◆ TASK TO CARRY OUT
Given the listing that follows, report all lines in which the string "Plone" occurs.
(RECORDS TO USE Opens)
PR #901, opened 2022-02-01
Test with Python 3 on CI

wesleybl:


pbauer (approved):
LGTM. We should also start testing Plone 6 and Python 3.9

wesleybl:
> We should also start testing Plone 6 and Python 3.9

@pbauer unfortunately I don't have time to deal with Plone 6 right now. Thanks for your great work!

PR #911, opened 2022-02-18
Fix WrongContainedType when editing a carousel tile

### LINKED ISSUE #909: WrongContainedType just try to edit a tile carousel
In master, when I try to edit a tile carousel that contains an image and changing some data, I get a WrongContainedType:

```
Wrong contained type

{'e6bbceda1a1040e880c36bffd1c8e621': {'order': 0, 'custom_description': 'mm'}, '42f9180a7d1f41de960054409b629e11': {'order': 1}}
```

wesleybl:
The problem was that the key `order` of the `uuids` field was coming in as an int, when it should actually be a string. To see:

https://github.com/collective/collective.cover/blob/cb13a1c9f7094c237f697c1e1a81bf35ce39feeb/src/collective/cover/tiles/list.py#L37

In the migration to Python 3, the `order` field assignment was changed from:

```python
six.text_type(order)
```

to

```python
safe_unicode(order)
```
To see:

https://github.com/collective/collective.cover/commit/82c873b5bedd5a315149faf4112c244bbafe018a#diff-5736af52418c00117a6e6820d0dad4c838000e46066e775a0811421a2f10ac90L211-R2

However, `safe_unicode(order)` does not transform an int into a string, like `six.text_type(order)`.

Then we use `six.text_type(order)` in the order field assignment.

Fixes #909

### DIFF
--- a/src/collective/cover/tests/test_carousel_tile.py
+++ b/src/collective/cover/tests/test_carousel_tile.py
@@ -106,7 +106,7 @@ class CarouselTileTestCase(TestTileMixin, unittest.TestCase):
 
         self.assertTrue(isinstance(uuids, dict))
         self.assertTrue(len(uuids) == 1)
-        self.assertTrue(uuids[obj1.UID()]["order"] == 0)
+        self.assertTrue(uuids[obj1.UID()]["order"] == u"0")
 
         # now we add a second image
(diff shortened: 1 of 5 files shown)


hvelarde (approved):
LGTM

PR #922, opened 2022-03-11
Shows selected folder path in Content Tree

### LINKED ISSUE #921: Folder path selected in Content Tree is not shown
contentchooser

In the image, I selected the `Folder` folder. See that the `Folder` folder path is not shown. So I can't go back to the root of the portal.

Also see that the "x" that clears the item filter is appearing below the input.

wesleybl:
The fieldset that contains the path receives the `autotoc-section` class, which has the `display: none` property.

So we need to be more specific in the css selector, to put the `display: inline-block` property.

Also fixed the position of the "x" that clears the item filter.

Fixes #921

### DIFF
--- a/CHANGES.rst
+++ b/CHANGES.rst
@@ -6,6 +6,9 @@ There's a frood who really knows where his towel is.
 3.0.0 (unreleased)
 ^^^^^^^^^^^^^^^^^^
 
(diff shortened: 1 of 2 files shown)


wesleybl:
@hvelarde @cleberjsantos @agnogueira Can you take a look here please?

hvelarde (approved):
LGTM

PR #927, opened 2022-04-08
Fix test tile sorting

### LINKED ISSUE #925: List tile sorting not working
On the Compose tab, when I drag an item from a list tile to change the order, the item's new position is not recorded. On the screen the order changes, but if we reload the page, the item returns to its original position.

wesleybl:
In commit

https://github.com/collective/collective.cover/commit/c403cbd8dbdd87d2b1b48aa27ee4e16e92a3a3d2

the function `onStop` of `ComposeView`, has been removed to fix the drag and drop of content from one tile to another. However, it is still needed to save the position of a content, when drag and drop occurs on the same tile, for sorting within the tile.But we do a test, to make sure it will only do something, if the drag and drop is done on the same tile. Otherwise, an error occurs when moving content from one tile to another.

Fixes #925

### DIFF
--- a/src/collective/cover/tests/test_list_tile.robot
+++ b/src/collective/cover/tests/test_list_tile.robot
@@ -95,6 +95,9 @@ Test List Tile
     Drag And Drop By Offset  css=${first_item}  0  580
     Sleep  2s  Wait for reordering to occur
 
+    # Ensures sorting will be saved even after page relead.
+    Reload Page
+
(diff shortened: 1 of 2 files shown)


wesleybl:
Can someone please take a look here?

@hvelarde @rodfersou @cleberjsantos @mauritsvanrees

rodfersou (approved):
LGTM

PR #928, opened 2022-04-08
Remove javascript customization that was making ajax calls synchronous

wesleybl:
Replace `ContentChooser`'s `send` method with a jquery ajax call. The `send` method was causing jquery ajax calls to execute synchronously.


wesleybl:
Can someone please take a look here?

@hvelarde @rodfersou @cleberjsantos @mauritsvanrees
(RECORDS TO USE Closes)
◆ PROBLEM SOLUTION
LGTM. We should also start testing Plone 6 and Python 3.9
> We should also start testing Plone 6 and Python 3.9
@pbauer unfortunately I don't have time to deal with Plone 6 right now. Thanks for your great work!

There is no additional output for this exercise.